There are a few things I like that he does like growing the taller things on the north and shorter things on the south since the sun is in the south that makes sense. Dont want big tall corn plants blocking the sun from tiny bush green bean plants as an example. Like the fact he recognizes more nutrients than NPK. I don’t think enough importance is given to soil. If you really follow this method many people who use it grow in sawdust and sand. Some of those people using this method do have pretty incredible results. Verticle gardening is highly efficient which is also recommended. If you really analyze it much of it is what others have done but its combined into one method.

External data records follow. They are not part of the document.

PR #490, opened 2022-01-13
Target model consistency

swalker2m:
Some target schema cleanup in preparation for editing source profiles.  It

* makes the create input and the output of a target query similar by removing the sidereal/nonsidereal tracking union in favor of `sidereal` / `nonsidereal` optional fields on `Target`
* adds catalog info object type and edit support and moves catalog info into sidereal to match the underlying model
* adds full angular size support

Catalog info and angular size, in addition to being parts of the target model that needed support, offered a mini-case of kinds of thing that will need to be done in the source profile editor.  Namely, I needed information about the existing thing being edited in order to validate arguments.  For example, if you don't supply both a major and minor axis for the angular size, you can't create a new angular size.  If you're just editing an existing angular size though you can update just major or minor and not touch the other.  Knowing how to validate the arguments depends on knowing whether you are trying to create a new angular size or just editing an existing one.

So instead of `ValidatedInput[State[A, Unit]]` for an editor of `A` it becomes a `StateT[EitherNec[InputError, *], A, Unit]`.  I'm planning on propagating that change outside of the target model but for now it's only done there. This required adding special `Lens`/`Optional` state syntax.  Eventually I'll no longer need the version in `lucuma-core`.


modules/core/src/main/scala/lucuma/odb/api/schema/TargetSchema.scala
```diff
@@ -285,65 +306,70 @@ object TargetSchema extends TargetScalars {
...
+          description = "Right ascension at epoch".some,
+          resolve     = _.value.tracking.baseCoordinates.ra
+        ),
+
+        Field(
+          name        = "dec",
+          fieldType   = DeclinationType[F],
+          description = "Declination at epoch".some,
+          resolve     = _.value.tracking.baseCoordinates.dec
         ),
```
swalker2m, line 333: Replaced `coordinates` with `ra` and `dec` here to match the input.

modules/core/src/main/scala/lucuma/odb/api/schema/TargetMutation.scala
```diff
@@ -225,8 +236,8 @@ trait TargetMutation extends TargetScalars {
       name        = "createTarget",
       fieldType   = TargetType[F],
       description = "Creates a new target according to the provided parameters.  Only one of sidereal or nonsidereal may be specified.".some,
-      arguments   = List(ArgumentTargetCreate),
-      resolve     = c => c.target(_.insert(c.arg(ArgumentTargetCreate)))
+      arguments   = List(ProgramIdArgument, ArgumentTargetCreate),
```
swalker2m, line 239: Took the `programId` out of the target creation arguments.  You should be able to use the same parameters to create targets in multiple programs, I thought.

modules/core/src/main/scala/lucuma/odb/api/model/targetModel/TargetModel.scala
```diff
@@ -121,29 +131,52 @@ object TargetModel extends TargetModelOptics {
...
+          // Create or edit, depending on whether it already exists
+          case Assign(editor) =>
+            StateT.modifyF[EitherNec[InputError, *], Target] { t =>
+              Target
+                .angularSize
+                .modifyF[EitherNec[InputError, *]](
+                  _.fold(editor.create.toEither)(as => editor.edit.runS(as)).map(_.some)
+                )(t)
+            }
+        }
```
swalker2m, line 168: This pattern of handling `Input` repeats.  I will try to clean it up and abstract it.

modules/core/src/main/scala/lucuma/odb/api/model/syntax/LensOps.scala
```diff
@@ -0,0 +1,60 @@
...
+    toState
+
+  def extract: StateT[EitherInput, S, A] =
+    toState
+
+  def edit(a: A): StateT[EitherInput, S, A] =
+    assign(a)
+
+  @inline def :=(a: A): StateT[EitherInput, S, A] =
+    edit(a)
```
swalker2m, line 25: It seemed better to tie down the effect in `StateT` than to add it to the `:=` method and ruin the syntax.  I don't know.  I guess it would get inferred.

modules/core/src/main/scala/lucuma/odb/api/model/NullableInput.scala
```diff
@@ -0,0 +1,58 @@
...
+
+      // Create a new instance of A for the state S or else edit the existing
+      // A instance in the state S.  Arguments to the input are validated
+      // appropriately either way.
+      case Assign(n) =>
+        StateT.modifyF[EitherInput, S] { s =>
+          optional
+            .modifyA[EitherInput](_.fold(n.create.toEither)(n.edit.runS).map(_.some))(s)
+        }
+    }
```
swalker2m, line 56: I'm not proud of `NullableInput` or the way this is written but a better way hasn't occurred to me yet. Advice appreciated.  At any rate, it does accomplish the goal of not repeating essentially the same code everywhere it is needed (for angular size and catalog info so far).

rpiaggio:
I haven't looked at the new editing logic yet, but seeing the angular size here makes me wonder if it belongs in the model at all. 

Its only use is for the UI to default to a nice visualization angle when performing catalog queries. It is never edited nor queried afterwards. As such, it was never meant to be persisted and it probably belongs to a new `CatalogResult(target, angularSize)` in `lucuma-catalogs` instead of the target model.

swalker2m:
> it was never meant to be persisted and it probably belongs to a new CatalogResult(target, angularSize) in lucuma-catalogs instead of the target model

Ah ha, yes I think that makes more sense.  I guess I won't remove it from the API until it is gone from the model but that makes sense.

Hopefully others will give their opinions and we can get the good from the plan and leave the bad. Perhaps all of us will learn a new trick or two about growing vegetables.


In my opinion, growing in a dead medium that makes you solely dependent on third party input (not to mention costly), pretty much negates the reason to grow. You might as well go to the store at that point.
Feed the soil, not the plants.


I like the idea of the wider beds and a ditch in the middle. I do not have access to a pressurized water system and I have to conserve the water I do get, so when I water it has to be on the plants not the entire garden.

I used to do raised beds but the water runs off and the beds dry out faster. I went back to the wide flat beds, but still, unless I had perfectly smooth ground the water would run and pool in the paths.
His method certainly has merit for those of us on limited water. There is also the possibility of mounding mulch in the ditch.


All this is good. But where to take so much space to make wide paths between the beds? I recently rearranged from 1.5’ path to 2’ for the path and now can’t find a spot to stick 2 extra tomatoes :grin:.